Business

Markets hold nerve after US Fed action

Indian equities, currency and bond markets heaved a sigh of relief, along with other global markets, following the US Federal Reserve’s dovish statement and its indication it wouldn’t rush to raise interest rates from their current near-zero levels.

Stock markets, however, failed to hold on to gains as investors turned edgy due to the lack of positive domestic triggers and weak earnings forecast. The rupee, however, ended higher against the greenback, though the gains were trimmed as the Reserve Bank of India (RBI) was seen intervening via state-run banks to mop up dollars.

The Fed on Wednesday dropped the pledge to remain “patient” in its outlook towards monetary tightening, paving the way to end the ultra-low-interest-rate era.

However, most global markets, which had turned cautious ahead of the Fed meeting, cheered the US central bank’s decision to tread cautiously in tightening monetary policy due to weakened growth and inflation forecast in the world’s biggest economy.
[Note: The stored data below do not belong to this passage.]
PR #15458, opened 2017-01-03
Dynamic width of programmatics

regiskuckaertz:
## What does this change?

Adds the real width of the ad to the resize message being sent by Rubicon/AppNexus/et al ad networks.

There was a `width` being set on the top ad slot; knowing it would be overwritten by the message above, I used a left margin instead, which basically achieves the same purpose. Then I removed the margin for fluid slots, i.e. native ads and Fabrics.

AppNexus billboards are correctly resized vertically, but not horizontally right now, and so they appear cropped.

## Screenshots

Before:
promo size_728 width

After:
picture 2

### DIFF
--- a/static/src/javascripts/projects/commercial/modules/messenger.js
+++ b/static/src/javascripts/projects/commercial/modules/messenger.js
@@ -176,7 +176,7 @@ define([
             id: 'aaaa0000-bb11-cc22-dd33-eeeeee444444',
             type: 'resize',
             iframeId: payload.value.id,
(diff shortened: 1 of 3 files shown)


regiskuckaertz:
[LB > BB campaign not being resized properly](https://trello.com/c/piXRYl5D/267-lb-bb-campaign-not-being-resized-properly)

rich-nguyen (approved):

rich-nguyen:
great stuff 👍

PR #15190, opened 2016-12-02
Revert "upgrade to raven 3.8.0"

rich-nguyen:
Next attempt to fix windows phone errors! @SiAdcock

PR #15459, opened 2017-01-03
Fix Raven for Webpack

SiAdcock:
## What does this change?

Raven 1.1.6 is wrapped in an immediately-invoked function that passes `this` as a parameter. Under normal circumstances, `this` would be the `window` object. However, when the Raven module is bundled by Webpack, it is wrapped in another function, that is called with an [empty object as its context](https://github.com/jhnns/webpack/blob/master/lib/MainTemplate.js#L98). I don't quite understand [why Webpack does this](https://github.com/webpack/webpack/pull/102), but it's been working that way for 3 years.

Anyway, because the context is an empty object instead of `window`, Raven's test to ensure [JSON is supported in the browser](https://github.com/guardian/frontend/blob/master/static/src/javascripts/components/raven-js/raven.js#L1094) fails, so the Raven install fails.

To fix this, I'm explicitly passing the `window` object in to the immediately-invoked function. It is not an ideal fix as it involves updating vendor code. Ideally, we'd upgrade our ancient version of Raven, but when we attempted this previously, it caused [an issue in Windows phones](https://github.com/guardian/frontend/pull/15190), generating millions of Sentry reports per day.

Raven will work in Webpack bundles, so errors will be reported correctly.

No

### DIFF
--- a/static/src/javascripts/components/raven-js/raven.js
+++ b/static/src/javascripts/components/raven-js/raven.js
@@ -1835,4 +1835,4 @@ if (typeof define === 'function' && define.amd) {
     define('raven', [], function() { return Raven; });
 }
 
-})(this);
+})(window);
--- a/static/src/javascripts/projects/common/utils/raven.js
+++ b/static/src/javascripts/projects/common/utils/raven.js
@@ -11,6 +11,10 @@ define([
 
     var app = guardian.app = guardian.app || {};
 
+    if (app.raven) {
+        return app.raven;
+    }
+
     var adblockBeingUsed = false;
     detect.adblockInUse.then(function(adblockInUse){
         adblockBeingUsed = adblockInUse;


static/src/javascripts/components/raven-js/raven.js
```diff
@@ -1835,4 +1835,4 @@ if (typeof define === 'function' && define.amd) {
     define('raven', [], function() { return Raven; });
 }
 
-})(this);
+})(window);
```
regiskuckaertz: I think your version is much better. I never understood (1) why use `this` instead of the explicit `window` in the first place, it is a vestige of unsafe JavaScript, and (2) why pass the global context as an argument, instead of a proxy object, for dependency injection.

I'm curious though, do you remember what those Windows errors were exactly? Rich came across a similar problem with Sonobi and had to [patch their implementation of `Object.getOwnPropertyNames`](https://github.com/guardian/frontend/blob/master/static/src/javascripts/projects/commercial/modules/dfp/prepare-sonobi-tag.js#L29). Perhaps we could try that too with Raven?

regiskuckaertz (approved):
Nice job 👍

static/src/javascripts/components/raven-js/raven.js
sndrs: ☝️ 👍

sndrs (approved):

static/src/javascripts/components/raven-js/raven.js
SiAdcock: Yeah, it's a weird pattern!

The Windows phone error was:

>[Can't execute code from a freed script](https://sentry.io/the-guardian/client-side-prod/issues/181594029/)

We were not able to debug this issue successfully, but I'll take a look at Raven and see if a similar method call occurs.

PR #15466, opened 2017-01-04
AMP cta overflow fix

zeftilldeath:
## What does this change?
When using AMP you could occasionally see the 'Become a supporter' rotation peaking out above the header. Looks a bit messy and ruins the magic 🎩 🌟 . Couldn't use overflow hidden on the entire header because the veggie burger has to overlap. 

Neatness

Yep, only AMP

## Screenshots
Before
screen shot 2017-01-04 at 11 14 57

After
screen shot 2017-01-04 at 12 10 17

@NataliaLKB @stephanfowler 🌮


NataliaLKB:
👍

NataliaLKB (approved):

PR #15658, opened 2017-01-23
Remove rogue <a> wrapping a <table>

joelochlann:
In #15634, I wrapped individual inline elements (images, headlines, standfirsts) with `<a>` tags rather than block-level tables. I accidentally left in place an `<a>` wrapping a table, meaning nested `<a>` tags (since that table contains a headline). Strangely this didn't seem to break Outlook (presumably the block-level `<a>` gets ignored) but I thought it best to remove it anyway!


lmath (approved):
yeah, good shout 👍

Following the Fed’s overnight statement, the benchmark Sensex, too, gained more than 350 points, or 1.2 per cent, the rupee climbed to a two-week high and yields on the 10-year benchmark Indian government bonds softened.

But the market gave up all the gains ahead of the close as traders rushed to book profits amid resurfacing fears of Greece exiting the euro zone.

“The Indian market failed to sustain gains due to the lack of positive triggers in the near term. Not much is expected till the March quarter earnings announcement. The market will continue to trade negative to range-bound,” said U R Bhat, managing director at Dalton Capital Advisors.

The Sensex came off over 550 points from its day’s high of 28,978.74 and the rupee & bond markets, too, pared gains due to the sudden risk aversion. European stocks, which had advanced to their highest levels since 2000, also retreated due to a jump in Greek bond yields.

The Sensex declined 152 points, or 0.53 per cent, to close at 28,469.67, its lowest since February 10. The National Stock Exchange’s 50-share Nifty index closed at 8,634.65, down 51.25 points or 0.59 per cent. Banking stocks, including as State Bank of India and ICICI Bank, and index-heavyweight Reliance Industries contributed to most of the losses.

Market players said the uncertainty surrounding the timing of the rate rise is over for now, which could help calm volatility in the market.

“Just because we have removed the word patient from the statement does not mean we are going to be impatient,” Fed chair Janet Yellen said at a press conference. “Incoming data pertaining to the first quarter [reveal] that real GDP growth has declined somewhat below where it was for the last several quarters of last year… There has been a slight downgrading of estimates of growth for this year,” she said, hinting the near-zero interest-rate regime may not end soon.

“The Fed has dropped ‘patience’ from its forward guidance, which had come to be understood as no rate hikes for the next couple of meetings,” said ICICI Bank Global Markets in a note.

Analysts predict turbulence in the financial market when the Fed lifts rates later this year. The move could lead to flight of capital from riskier assets like emerging markets back to the US.

The rupee ended higher against the dollar, though some of its gains were trimmed as the Indian central bank was seen as intervening via state-run banks to mop up dollars. RBI has been mopping up dollars to boost its reserves. “There was Reserve Bank of India presence in the currency market. They were seen mopping up dollars. This month, the rupee will trade in the range of 62-63 per dollar because ahead of the financial year closing, dollar demand from companies may be there,” said Sandeep Gonsalves, forex consultant and dealer at Mecklai & Mecklai.

Latest data show after rising for five consecutive weeks, RBI’s foreign exchange reserves fell $ 286.3 million to $ 337.79 billion in the week ending March 6.

RBI governor Raghuram Rajan said on Wednesday in New Delhi the country was prepared to deal with the consequences of a US Fed interest rate rise, including heightened market volatility. Rajan also said foreign exchange reserves were “comfortable”, and the current account deficit was under control.

The yield on the 10-year benchmark bond ended down three basis points (a basis point is a hundredth of a percentage point) compared with the previous close, tracking gains in the rupee after the US Fed said they were in no rush to raise interest rates. The yield on the 10-year bond ended at 7.76 per cent.